## [Extracted data entries]
* * * * * * *
PR #5951, opened 2021-02-24
useQuery does not work with GET_LIST

Shumuu:
Using `GET_LIST` as `type` for `useQuery` does not work. It needs `getList`


djhi (approved):
Indeed, thanks!

PR #5953, opened 2021-02-24
Fix CheckboxGroup error style when in ReferenceArrayInput

### LINKED ISSUE #5952: CheckboxGroupInput doesn't display error in red when wrapped in a ReferenceArrayInput
**What you were expecting:**
I am expecting the label and the error message to be in red if there is an an error.

**What happened instead:**
Both label and error message remain grey, which makes error spotting more complicated.  

**Steps to reproduce:**
Simply wrap a `<CheckboxGroupInput>` element into a `<ReferenceArrayInput>` element, as follows:
```jsx
<ReferenceArrayInput source="roomsIds" resource="RoomOffer" reference="Room" helperText="Test">
  <CheckboxGroupInput label="My label" validate={required()} />
</ReferenceArrayInput>
```

Here is the problem:
Capture d’écran 2021-02-24 à 10 41 19

**Explanations:**
It seems the <ReferenceArrayInput> element is passing an `error` props to all children element. As it is not sanitized in `<CheckboxGroupInput>` element, it will remains always at `null` for the `<FormControl>` element.

**Current workaround:**
My workaround is to sanitize props passed to `<CheckboxGroupInput>`, by creating a new component and simply removing the error prop:
```jsx
const SanitizedCheckboxGroupInput = props => {
  const { error, ...rest } = props
  return <CheckboxGroupInput {...rest} />
}
```

**Environment**
* React-admin version: 3.11.1
* React version: 17.0.1
* Browser: any

djhi:
Fixes #5952
image


fzaninotto:
Can you please add a screenshot showing the style error?

fzaninotto (approved):

PR #5958, opened 2021-02-25
[Doc] Improve List's custom pagination sample

WiXSL:
The previous code sample toolbar only shows with more than one page.
This sample code is based in enabling/disabling buttons rater than hiding/showing toolbar and buttons


fzaninotto:
I don't think that's an improvement. Why show buttons when they are disabled?

WiXSL:
I'm showing the toolbar with the buttons at all times wich I think is visually more consistent tha having no toolbar (if having one page of data), then suddenlly a toolbar appears with one button (lets say you change a filter).

fzaninotto:
Allow me to disagree ;) I don't think it matters much, though - this is an example, and developers can choose to follow your way or the current way based on what they learn with the current snippet.

PR #5960, opened 2021-02-26
[Doc] Fix scrollable TabbedForm example

WiXSL:
It is true there is still a problem whit this (#5695) but at least the docs should point to the right direction plus avoiding an error


fzaninotto:
Thanks!

PR #5962, opened 2021-02-26
Reset submission error when the field is changed

### LINKED ISSUE #5938: Server validation errors not removed after field change
**What you were expecting:**

After this merged PR
https://github.com/marmelab/react-admin/pull/5778
I'm expecting that, after an error is returned from server, it will be shown on the field.
That error must disappear after the field value change, because it must be checked again on the server to validate

**What happened instead:**

After an error is returned from server, it appears correctly on the related field.
But that error **remains** after the field value change, leaving the field in error state

**Steps to reproduce:**

1) Add an error handler like this suggested in documentation:
https://marmelab.com/react-admin/CreateEdit.html#submission-validation
2) Having a requested field on server, leave it blank, submit the form and trigger the error.
3) The field is now correctly in error state
4) Try to change the content
5) The fields remain in error state
6) Fill the server-side required field
7) If you submit now, with the required field filled, the form gets submitted correctly, **but an error snackbar opens** (because there are errors on the form on the submission time)
**Environment**

* React-admin version: 3.12.4
* React version: 16.13.1
* Browser: Chrome 88.0.4324.150 on Windows 10

alanpoulain:
Fixes #5938.

Use https://github.com/ignatevdev/final-form-submit-errors to reset the submission error when the field is changed.

I'm not using the `SubmitErrorsSpy` component but a new hook instead to make it work in the `FormWithRedirect` component.

I've also opened a PR in https://github.com/ignatevdev/final-form-submit-errors to add the hook there: https://github.com/ignatevdev/final-form-submit-errors/pull/6.

### DIFF
--- a/packages/ra-core/src/form/FormWithRedirect.spec.tsx
+++ b/packages/ra-core/src/form/FormWithRedirect.spec.tsx
@@ -41,7 +41,7 @@ describe('FormWithRedirect', () => {
 
         expect(renderProp.mock.calls[1][0].pristine).toEqual(true);
         expect(getByDisplayValue('Foo')).not.toBeNull();
-        expect(renderProp).toHaveBeenCalledTimes(3);
+        expect(renderProp).toHaveBeenCalledTimes(2);
     });
 
     it('Does not make the form dirty when reinitialized from a different record', () => {
@@ -75,6 +75,6 @@ describe('FormWithRedirect', () => {
 
         expect(renderProp.mock.calls[1][0].pristine).toEqual(true);
         expect(getByDisplayValue('Foo')).not.toBeNull();
-        expect(renderProp).toHaveBeenCalledTimes(3);
+        expect(renderProp).toHaveBeenCalledTimes(2);
     });
 });
--- a/packages/ra-core/src/form/FormWithRedirect.spec.tsx
+++ b/packages/ra-core/src/form/FormWithRedirect.spec.tsx
@@ -41,7 +41,7 @@ describe('FormWithRedirect', () => {
 
         expect(renderProp.mock.calls[1][0].pristine).toEqual(true);
         expect(getByDisplayValue('Foo')).not.toBeNull();
-        expect(renderProp).toHaveBeenCalledTimes(2);
+        expect(renderProp).toHaveBeenCalledTimes(3);
     });
 
     it('Does not make the form dirty when reinitialized from a different record', () => {
@@ -75,6 +75,6 @@ describe('FormWithRedirect', () => {
 
         expect(renderProp.mock.calls[1][0].pristine).toEqual(true);
         expect(getByDisplayValue('Foo')).not.toBeNull();
-        expect(renderProp).toHaveBeenCalledTimes(2);
+        expect(renderProp).toHaveBeenCalledTimes(3);
     });
 });
--- a/packages/ra-core/src/form/FormWithRedirect.tsx
+++ b/packages/ra-core/src/form/FormWithRedirect.tsx
@@ -53,10 +53,7 @@ const FormWithRedirect: FC<FormWithRedirectProps> = ({
     initialValues,
     initialValuesEqual,
     keepDirtyOnReinitialize = true,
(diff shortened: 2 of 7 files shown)


packages/ra-core/src/form/FormWithRedirect.spec.tsx
```diff
@@ -41,7 +41,7 @@ describe('FormWithRedirect', () => {
 
         expect(renderProp.mock.calls[1][0].pristine).toEqual(true);
         expect(getByDisplayValue('Foo')).not.toBeNull();
-        expect(renderProp).toHaveBeenCalledTimes(2);
+        expect(renderProp).toHaveBeenCalledTimes(3);
```
alanpoulain, line 44: Using `useFormState` triggers a rerender.

packages/ra-core/src/form/FormWithRedirect.tsx
```diff
@@ -51,7 +53,10 @@ const FormWithRedirect: FC<FormWithRedirectProps> = ({
     initialValues,
     initialValuesEqual,
     keepDirtyOnReinitialize = true,
-    mutators = arrayMutators as any, // FIXME see https://github.com/final-form/react-final-form/issues/704 and https://github.com/microsoft/TypeScript/issues/35771
+    mutators = {
```
fzaninotto, line 56: I'd create a `defaultMutators` outside of the component, to avoid that the `mutators` value change at each render

packages/ra-core/src/form/useResetSubmitErrors.ts
```diff
@@ -0,0 +1,25 @@
+import { useRef } from 'react';
+import { useForm, useFormState } from 'react-final-form';
+
+/**
+ * Reset the submission error when the corresponding field changes.
+ * final-form doesn't do this by default.
+ */
+const useResetSubmitErrors = () => {
+    const { mutators } = useForm();
+    const { values } = useFormState({ subscription: { values: true } });
```
fzaninotto, line 10: I find it weird that you need to call `useFormState` twice, especially since you've already called `useForm`. Maybe that's why you had to update the `FormWithRedirect` unit test.

I assume you could do the same with  `form.subscribe()`, without even calling `useFormState` once. 
Could you try that and see if it removes the extra render?

packages/ra-core/src/form/FormWithRedirect.spec.tsx
fzaninotto: That's a problem... This feature impacts the performance of all forms to allow a feature that isn't so common...

fzaninotto (changes requested):
Encouraging!

alanpoulain:
@fzaninotto is it better now?

fzan:
sorry to jump in the discussion, but i wanted to show my appreciation to your work @alanpoulain 
excellent imho

djhi (approved):
Very nice! Thanks!

vladgoryachev:
Hi all,
After upgrading to a version that includes this change I am getting errors in a form with FormWithRedirect that is using mutators. 
_TypeError: form.mutators.resetSubmitErrors is not a function._

The error disappears when I remove mutators.

Should I open a new bug or there is another solution?

Vgor07:
I am getting an error message after upgrading to a version with this change.

```
TypeError: form.mutators.resetSubmitErrors is not a function

    in ReactFinalForm (created by FormWithRedirect)
    in FormContextProvider (created by FormWithRedirect)
    in FormWithRedirect
```

I am using mutators in FormWithRedirect to implement some data manipulation logic, and the form doesn't work anymore. Should I open a bug or there is a solution?

djhi:
If you added custom mutators, make sure you include the one we need as well. We should document that though

vladgoryachev:
Is there a mandatory mutator now? Which one is that?

Best regards,
Vlad

________________________________

djhi:
We need array mutators and https://github.com/ignatevdev/final-form-submit-errors which has been introduced in this very PR

PR #5972, opened 2021-02-28
Fix npm package name in installation

Kiailandi:
As stated on the [npm package page](https://www.npmjs.com/package/ra-data-local-storage) the correct name of the package is ra-data-local-storage not ra-data-localstorage as stated in Installation. Current command makes the installation fail.


fzaninotto (approved):

fzaninotto:
Thanks!

PR #5973, opened 2021-03-01
Fix dataProvider: rm HTTP req body from deleteMany

tbrrt11:
Remove unnecessary body from request. It even raises a TS error: `Property 'data' does not exist on type 'DeleteManyParams'.ts(2339)`


fzaninotto:
Thanks!

PR #5977, opened 2021-03-01
Fix ReferenceArrayInput props Drilling

djhi:


packages/ra-ui-materialui/src/input/ReferenceArrayInput.tsx
```diff
@@ -169,7 +169,12 @@ const ReferenceArrayInput = ({
                         translate={translate}
                         children={children}
                         {...props}
-                        {...sanitizeListRestProps(controllerProps)}
```
fzaninotto, line 172: linter warning

fzaninotto (changes requested):

Issue #5428, opened 2020-10-20
TabbedForm validation differences between development and production build


ronaldtb:
**What you were expecting:**
I was expecting the FormTab instances in a TabbedForm to turn red in case any of the child inputs are invalid. This is working as expected during development. The className "RaTabbedForm-errorTabButton-41" is being added to the FormTab.

Opening the page containing the 'Create' and 'TabbedForm' component shows all tabs as invalid even before pressing the save button.

**What happened instead:**
After running `yarn build` and deploying this production build the tabs are not being marked as invalid. The inspector is showing a className "jss40", but this class can't be found in the generated sources.

The tabs are not turning red on validation errors.

**Other information:**
Dev environment (yarn start)
![ReactAdminDev](https://user-images.githubusercontent.com/1379883/96588751-51412780-12e4-11eb-970a-ad23c9f32d3f.gif)

Prod environment (yarn build)
![ReactAdminProd](https://user-images.githubusercontent.com/1379883/96588754-51d9be00-12e4-11eb-8504-36658c708211.gif)

**Environment**

* React-admin version: 3.9.4
* Last version that did not exhibit the issue (if applicable):
* React version: 16.14.0
* Browser: Google Chrome 86.0.4240.80
* Stack trace (in case of a JS error):

djhi:
Our demo (https://marmelab.com/react-admin-demo/#/products/create) is a production build and the tabbed forms do show invalid tabs with correct styles so I believe there is an issue with your setup. We had similar issues in the past and they were all related to multiple conflicting versions of a dependency. Please double check yours, especially packages related to react-admin and material-ui.

ronaldtb:
Thanks for the quick response and I will check the demo and our dependency versions.

fzaninotto:
This issue has gone silent. Without any way to reproduce the issue, we have to close it. Feel free to comment with new info if you want it reopened.

donovantc:
@ronaldtb did you discover which packages were conflicting? I'm having a similar issue. Except the css is there but the MUI css is overriding the jss (react-admin css classes).

donovantc:
I've been struggling with this issue for a while now, so I decided to create a very basic setup using `create-react-app` and add `react-admin` as mentioned in the [react-admin tutorial](https://marmelab.com/react-admin/Tutorial.html).

I added a create component which has 2 tabs, and set all fields to _required_. 
[...]

PR #5984, opened 2021-03-03
Fix FormTabHeader Error State Display

djhi:
ra-tabbed-forms-errors


packages/ra-ui-materialui/src/form/FormTabHeader.tsx
```diff
@@ -44,6 +44,12 @@ export const FormTabHeader = ({
     );
 };
 
+const UseFormStateOptions = {
```
guilbill, line 47: Why not calling this only `FormStateOptions`? Is it by convention?

guilbill (approved):

packages/ra-ui-materialui/src/form/FormTabHeader.tsx
djhi: Because that's the options of the `useFormState` hook. No convention

fzaninotto (approved):

fzaninotto:
Closes #5428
* * * * * * *
## [TASK DESCRIPTION]
All that belongs in the answer is an exact copy of the lines from the start of the records above through the line with "The previous code".

## [PROBLEM SOLUTION]
PR #5951, opened 2021-02-24
useQuery does not work with GET_LIST

Shumuu:
Using `GET_LIST` as `type` for `useQuery` does not work. It needs `getList`


djhi (approved):
Indeed, thanks!

PR #5953, opened 2021-02-24
Fix CheckboxGroup error style when in ReferenceArrayInput

### LINKED ISSUE #5952: CheckboxGroupInput doesn't display error in red when wrapped in a ReferenceArrayInput
**What you were expecting:**
I am expecting the label and the error message to be in red if there is an an error.

**What happened instead:**
Both label and error message remain grey, which makes error spotting more complicated.  

**Steps to reproduce:**
Simply wrap a `<CheckboxGroupInput>` element into a `<ReferenceArrayInput>` element, as follows:
```jsx
<ReferenceArrayInput source="roomsIds" resource="RoomOffer" reference="Room" helperText="Test">
  <CheckboxGroupInput label="My label" validate={required()} />
</ReferenceArrayInput>
```

Here is the problem:
Capture d’écran 2021-02-24 à 10 41 19

**Explanations:**
It seems the <ReferenceArrayInput> element is passing an `error` props to all children element. As it is not sanitized in `<CheckboxGroupInput>` element, it will remains always at `null` for the `<FormControl>` element.

**Current workaround:**
My workaround is to sanitize props passed to `<CheckboxGroupInput>`, by creating a new component and simply removing the error prop:
```jsx
const SanitizedCheckboxGroupInput = props => {
  const { error, ...rest } = props
  return <CheckboxGroupInput {...rest} />
}
```

**Environment**
* React-admin version: 3.11.1
* React version: 17.0.1
* Browser: any

djhi:
Fixes #5952
image


fzaninotto:
Can you please add a screenshot showing the style error?

fzaninotto (approved):

PR #5958, opened 2021-02-25
[Doc] Improve List's custom pagination sample

WiXSL:
The previous code sample toolbar only shows with more than one page.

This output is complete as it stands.